→ **DATA UNDER STUDY**

────────────────────────────────────────

PR #685, opened 2019-10-07
[POC] refactor: validators

lag-of-death:
Just a POC for validators refactoring.


lag-of-death:
@XVincentX, I've put body serializer out of body validator. That body serializer is now higher - in TaskEither chain. Input validator returns Either with a semigroup as its left value. ATM, only body serializer/validator is used (for POC purposes). I've attached comments to the code, hope I didn't obfuscate things. LMK, if this needs explaining. Happy to hear your thoughts :+1:

lag-of-death:
@XVincentX, any feedback appreciated greatly! :)

packages/http/src/validator/index.ts
```diff
@@ -1,62 +1,174 @@
...
+    sequenceT(getValidation(getSemigroup<IPrismDiagnostic>()))(
+      reqBodyValidation,
+      bodyValidation,
+      headersValidation,
+      queryValidation,
+    ),
+    map(() => []),
+  );
+
+  console.log('violations', violations);
```
StefanDywersant: Remove

packages/core/src/types.ts
```diff
@@ -1,8 +1,12 @@
 import { IDiagnostic } from '@stoplight/types';
+import { IHttpOperationRequest, IHttpOperationResponse, IMediaTypeContent } from "@stoplight/types";
 import { Either } from 'fp-ts/lib/Either';
 import { ReaderEither } from 'fp-ts/lib/ReaderEither';
 import { TaskEither } from 'fp-ts/lib/TaskEither';
+import { JSONSchema4, JSONSchema6, JSONSchema7 } from "json-schema";
```
XVincentX: We have our own type that already has all three schemas in one thing.

packages/core/src/types.ts
```diff
@@ -16,12 +20,31 @@ export interface IPrismConfig {
   validateResponse: boolean;
 }
 
-export type ValidatorFn<Resource, T> = (opts: { resource: Resource; element: T }) => IPrismDiagnostic[];
+export type ValidatorFn<Resource, T> = (opts: { resource?: Resource; element: T }) => IPrismDiagnostic[];
```
XVincentX: If we're validating, both the resource to validate against and the element must be present. What'd be the use case for `resource` to be undefined?

XVincentX:
Thanks for the hard work. I'll take over on this.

────────────────────────────────────────

→ **WHAT IS BEING ASKED**
Would you please give the number of lines in this material containing the string "stoplight", with no further text?

→ **SOLUTION**
2